[Start of section]

Issue #327, opened 2019-06-12
Use custom data types for the interpreter


wilzbach:
Instead of using the plain python data types everywhere in the interpreter we want to use our own Storyscript engine types as this will allow a few crucial points:
1) Ensure all runtime operations will happen as defined (or error as defined). We can still use the Python types under the hood, but by using our own types we make sure that all operations are fully covered by the testsuite
2) Maintenance. We can ensure that e.g. all string operation code lies exactly in `String.py` and isn't distributed over a ton of methods.
3) Serialization and logging. This will make it a lot easier to differentiate between user-code variables and engine variables
4) Future-proof: we already have our own data types (e.g. `time`) which is currently unimplemented. With our custom variable type, implementing time would be a lot faster and easier as one would only need to add the type and then implement all operations on it
...

PR #437, opened 2019-08-06
TypeUtils.safe_type

TonyRice:
This is a basic cleanup/sanitization that is performed on the Resolver, and TypeResolver.check_type_cast

If the item in question is something that can potentially leak internal data, it will convert it to a type that doesn't leak that data. For example, a StreamingService will include a container id, and hostname. This data isn't something we would want to expose to someone's story. This solves that.


TonyRice:
Adding tests

storyruntime/utils/TypeUtils.py
```diff
@@ -10,3 +15,35 @@ def isnamedtuple(o):
...
+                service.commands[key] = TypeUtils.safe_type(
+                    value
+                )
+            return service
+        elif isinstance(o, InternalCommand):
+            return SafeInternalCommand(
+                arguments=o.arguments,
+                output_type=o.output_type
+            )
+        else:
```
wilzbach: Maybe a failsafe assert that we only have basic types by here to protect against future programming errors.

storyruntime/App.py
```diff
@@ -79,6 +79,7 @@ def __init__(self, app_data: AppData):
             'hostname': f'{self.app_dns}.{self.config.APP_DOMAIN}',
             'version': self.version
         }
+        self.global_context = {}
```
wilzbach: This change seems to be unrelated.

TonyRice: @wilzbach  I went ahead and merged a local branch I had that contained this commit. 399dffada8cf31a98d63411ab809029a9c5fbb24 It allows me to access global variables. @anukul is working on something related to that, but I think this could be put into its own PR, and merged in for a quick fix for accessing global variables

anukul: I don't think https://github.com/storyscript/runtime/commit/399dffada8cf31a98d63411ab809029a9c5fbb24 is sufficient though, see https://github.com/storyscript/runtime/commit/e386596333475d350fbbed10a07762e817c7cb6a.  
This will be changed soon though, with the PR for https://github.com/storyscript/platform-engine/issues/329 coming in shortly. I was waiting for some issues in the compiler to be fixed the last time I was working on this.

TonyRice: I'm going to be removing my change out of this pr. Can we cherry pick your global context into its own PR?

judepereira:
@TonyRice @wilzbach I'm not a fan of the approach taken in this PR, but perhaps I could be wrong. Since we'll constantly be adding new namedtuples, and other objects, it's very easy for the type safe mapper to be outdated. Instead of this, for any special type, say, namedtuples and objects, why not just print their name and object address instead of the contents? And then, if we need to, (like the FileFormField) exclusively mark these classes/namedtuples as serialisable towards the end user?

judepereira:
@TonyRice @wilzbach My approach can easily be implemented by not doing an implicit _as_dict here: https://github.com/storyscript/runtime/blob/master/storyruntime/processing/Services.py#L86

TonyRice:
> @TonyRice @wilzbach I'm not a fan of the approach taken in this PR, but perhaps I could be wrong. Since we'll be constantly adding new namedtuples, and other objects, it's very easy for the type safe mapper to be outdated.
> 
> Instead of this, for any special type, say, namedtuples and objects, why not just print their name and object address instead of their contents? And then, if we need to, (like the FileFormField) exclusively mark these classes/namedtuples as serialisable towards the end user?

That's definitely a simpler approach.

wilzbach:
> Since we'll be constantly adding new namedtuples, and other objects,

But these shouldn't be added into the lexicon. That was my point in a different issue that everything that isn't a primitive type will introduce more and more unwanted complexity into that part of the engine - especially because it should concern itself just with user types.

> it's very easy for the type safe mapper to be outdated.

Instead of this, for any special type, say, namedtuples and objects, why not just print their name and object address instead of their contents?

You should __never ever leak addresses__!
However, yes I already pointed out that we need a case to catch everything that isn't a primitive type or dict/array, but this should be be an `assert` that fails the program instead as you want to have clear control over what and how types get exposed to the user 

>  And then, if we need to, (like the FileFormField) exclusively mark these classes/namedtuples as serialisable towards the end user?

Yes, a special `storySerialize` method is a good idea. Though you should still crash the program if the user managed to print anything that we didn't foresee as that's a critical error and there's no good message to print to. Also, there aren't that many cases, it's basically just the streaming service object for now (and service outputs if you don't convert them to a dict before entering the lexicon).

storyruntime/utils/TypeUtils.py
TonyRice: What basic data types do you propose? I know we would want to at least assert for str, int, float, complex, bool, and dict

wilzbach: Well there are many reasons why https://github.com/storyscript/runtime/issues/327 is very important, but that's one of them ;-)

> complex, bool, and dict

- There's no complex in Storyscript
- There's no bool in Python
- BUT there's `list`

storyruntime/utils/Resolver.py
```diff
@@ -42,6 +42,10 @@ def path(cls, paths, data):
                 if isinstance(path, str):
                     item = item[path]
 
+                # Sanitize this item so we can ensure that
+                # any unwanted data doesn't leak.
+                item = TypeUtils.safe_type(item)
```
judepereira: @TonyRice This isn't the right method for this. Add the call to TypeUtils.safe_type to the method `resolve` (towards the bottom of the same file), since that is the gatekeeper for accessing data.

storyruntime/utils/TypeUtils.py
```diff
@@ -10,3 +19,44 @@ def isnamedtuple(o):
...
+            # ensure the type is a primitive type
+            assert isinstance(o, FileFormField) or \
```
judepereira: This will throw an assertion error, which might not be readable to the end user when it gets displayed in the logs. Instead of the assert, replace with an if/else or something like `allowed_types.contains(type(o))`? Raise a StoryscriptRuntimeError :)

storyruntime/utils/TypeUtils.py
```diff
@@ -1,5 +1,29 @@
...
+        FormField,
+        re.Pattern,
+        str,
+        int,
+        float,
+        bool,
+        list,
+        dict,
+        bytearray,
+        bytes
```
wilzbach: Can we add lexicon/integration tests for all of these types to ensure they properly convert to/from string?

storyruntime/processing/Services.py
```diff
@@ -88,7 +88,7 @@ def _convert_types(self, o):
                         'command': v.command
                     }
                 elif TypeUtils.isnamedtuple(v):
-                    o[k] = v._asdict()
+                    o[k] = type(v).__name__
```
wilzbach: Why would we want to leak the implementation name?

TonyRice: Maybe we should follow a similar approach to safe_type, and throw an error if it's a type we did not expect

storyruntime/utils/TypeUtils.py
TonyRice: Yes!

tests/integration/processing/Lexicon.py
```diff
@@ -229,6 +229,48 @@ def __init__(self, cases, preparation_lines=''):
                          key='a', expected='helloworld'))
         ]
     ),
+    TestSuite(
+        preparation_lines='list = ["hello", "world"]\n'
+                          'dict = {"hello": "world"}\n'
+                          'file write path: "/tmp.txt" content: "hello"\n'
+                          'bytes = file read path: "/tmp.txt" raw: true',
+        cases=[
+            TestCase(prepend='a = "foo is {true}"',
```
wilzbach: Why not just 
```suggestion
            TestCase(prepend='a = "{true}"',
```

or `true as string`

storyruntime/processing/Services.py
wilzbach: so we still should do this, no ;-)
e.g. with a simple `assert(0, ...)`.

[End of section]

### Task requirements
Please set down the entire material above exactly as presented.

### Solution
Issue #327, opened 2019-06-12
Use custom data types for the interpreter


wilzbach:
Instead of using the plain python data types everywhere in the interpreter we want to use our own Storyscript engine types as this will allow a few crucial points:
1) Ensure all runtime operations will happen as defined (or error as defined). We can still use the Python types under the hood, but by using our own types we make sure that all operations are fully covered by the testsuite
2) Maintenance. We can ensure that e.g. all string operation code lies exactly in `String.py` and isn't distributed over a ton of methods.
3) Serialization and logging. This will make it a lot easier to differentiate between user-code variables and engine variables
4) Future-proof: we already have our own data types (e.g. `time`) which is currently unimplemented. With our custom variable type, implementing time would be a lot faster and easier as one would only need to add the type and then implement all operations on it
...

PR #437, opened 2019-08-06
TypeUtils.safe_type

TonyRice:
This is a basic cleanup/sanitization that is performed on the Resolver, and TypeResolver.check_type_cast

If the item in question is something that can potentially leak internal data, it will convert it to a type that doesn't leak that data. For example, a StreamingService will include a container id, and hostname. This data isn't something we would want to expose to someone's story. This solves that.


TonyRice:
Adding tests

storyruntime/utils/TypeUtils.py
```diff
@@ -10,3 +15,35 @@ def isnamedtuple(o):
...
+                service.commands[key] = TypeUtils.safe_type(
+                    value
+                )
+            return service
+        elif isinstance(o, InternalCommand):
+            return SafeInternalCommand(
+                arguments=o.arguments,
+                output_type=o.output_type
+            )
+        else:
```
wilzbach: Maybe a failsafe assert that we only have basic types by here to protect against future programming errors.

storyruntime/App.py
```diff
@@ -79,6 +79,7 @@ def __init__(self, app_data: AppData):
             'hostname': f'{self.app_dns}.{self.config.APP_DOMAIN}',
             'version': self.version
         }
+        self.global_context = {}
```
wilzbach: This change seems to be unrelated.

TonyRice: @wilzbach  I went ahead and merged a local branch I had that contained this commit. 399dffada8cf31a98d63411ab809029a9c5fbb24 It allows me to access global variables. @anukul is working on something related to that, but I think this could be put into its own PR, and merged in for a quick fix for accessing global variables

anukul: I don't think https://github.com/storyscript/runtime/commit/399dffada8cf31a98d63411ab809029a9c5fbb24 is sufficient though, see https://github.com/storyscript/runtime/commit/e386596333475d350fbbed10a07762e817c7cb6a.  
This will be changed soon though, with the PR for https://github.com/storyscript/platform-engine/issues/329 coming in shortly. I was waiting for some issues in the compiler to be fixed the last time I was working on this.

TonyRice: I'm going to be removing my change out of this pr. Can we cherry pick your global context into its own PR?

judepereira:
@TonyRice @wilzbach I'm not a fan of the approach taken in this PR, but perhaps I could be wrong. Since we'll constantly be adding new namedtuples, and other objects, it's very easy for the type safe mapper to be outdated. Instead of this, for any special type, say, namedtuples and objects, why not just print their name and object address instead of the contents? And then, if we need to, (like the FileFormField) exclusively mark these classes/namedtuples as serialisable towards the end user?

judepereira:
@TonyRice @wilzbach My approach can easily be implemented by not doing an implicit _as_dict here: https://github.com/storyscript/runtime/blob/master/storyruntime/processing/Services.py#L86

TonyRice:
> @TonyRice @wilzbach I'm not a fan of the approach taken in this PR, but perhaps I could be wrong. Since we'll be constantly adding new namedtuples, and other objects, it's very easy for the type safe mapper to be outdated.
> 
> Instead of this, for any special type, say, namedtuples and objects, why not just print their name and object address instead of their contents? And then, if we need to, (like the FileFormField) exclusively mark these classes/namedtuples as serialisable towards the end user?

That's definitely a simpler approach.

wilzbach:
> Since we'll be constantly adding new namedtuples, and other objects,

But these shouldn't be added into the lexicon. That was my point in a different issue that everything that isn't a primitive type will introduce more and more unwanted complexity into that part of the engine - especially because it should concern itself just with user types.

> it's very easy for the type safe mapper to be outdated.

Instead of this, for any special type, say, namedtuples and objects, why not just print their name and object address instead of their contents?

You should __never ever leak addresses__!
However, yes I already pointed out that we need a case to catch everything that isn't a primitive type or dict/array, but this should be be an `assert` that fails the program instead as you want to have clear control over what and how types get exposed to the user 

>  And then, if we need to, (like the FileFormField) exclusively mark these classes/namedtuples as serialisable towards the end user?

Yes, a special `storySerialize` method is a good idea. Though you should still crash the program if the user managed to print anything that we didn't foresee as that's a critical error and there's no good message to print to. Also, there aren't that many cases, it's basically just the streaming service object for now (and service outputs if you don't convert them to a dict before entering the lexicon).

storyruntime/utils/TypeUtils.py
TonyRice: What basic data types do you propose? I know we would want to at least assert for str, int, float, complex, bool, and dict

wilzbach: Well there are many reasons why https://github.com/storyscript/runtime/issues/327 is very important, but that's one of them ;-)

> complex, bool, and dict

- There's no complex in Storyscript
- There's no bool in Python
- BUT there's `list`

storyruntime/utils/Resolver.py
```diff
@@ -42,6 +42,10 @@ def path(cls, paths, data):
                 if isinstance(path, str):
                     item = item[path]
 
+                # Sanitize this item so we can ensure that
+                # any unwanted data doesn't leak.
+                item = TypeUtils.safe_type(item)
```
judepereira: @TonyRice This isn't the right method for this. Add the call to TypeUtils.safe_type to the method `resolve` (towards the bottom of the same file), since that is the gatekeeper for accessing data.

storyruntime/utils/TypeUtils.py
```diff
@@ -10,3 +19,44 @@ def isnamedtuple(o):
...
+            # ensure the type is a primitive type
+            assert isinstance(o, FileFormField) or \
```
judepereira: This will throw an assertion error, which might not be readable to the end user when it gets displayed in the logs. Instead of the assert, replace with an if/else or something like `allowed_types.contains(type(o))`? Raise a StoryscriptRuntimeError :)

storyruntime/utils/TypeUtils.py
```diff
@@ -1,5 +1,29 @@
...
+        FormField,
+        re.Pattern,
+        str,
+        int,
+        float,
+        bool,
+        list,
+        dict,
+        bytearray,
+        bytes
```
wilzbach: Can we add lexicon/integration tests for all of these types to ensure they properly convert to/from string?

storyruntime/processing/Services.py
```diff
@@ -88,7 +88,7 @@ def _convert_types(self, o):
                         'command': v.command
                     }
                 elif TypeUtils.isnamedtuple(v):
-                    o[k] = v._asdict()
+                    o[k] = type(v).__name__
```
wilzbach: Why would we want to leak the implementation name?

TonyRice: Maybe we should follow a similar approach to safe_type, and throw an error if it's a type we did not expect

storyruntime/utils/TypeUtils.py
TonyRice: Yes!

tests/integration/processing/Lexicon.py
```diff
@@ -229,6 +229,48 @@ def __init__(self, cases, preparation_lines=''):
                          key='a', expected='helloworld'))
         ]
     ),
+    TestSuite(
+        preparation_lines='list = ["hello", "world"]\n'
+                          'dict = {"hello": "world"}\n'
+                          'file write path: "/tmp.txt" content: "hello"\n'
+                          'bytes = file read path: "/tmp.txt" raw: true',
+        cases=[
+            TestCase(prepend='a = "foo is {true}"',
```
wilzbach: Why not just 
```suggestion
            TestCase(prepend='a = "{true}"',
```

or `true as string`

storyruntime/processing/Services.py
wilzbach: so we still should do this, no ;-)
e.g. with a simple `assert(0, ...)`.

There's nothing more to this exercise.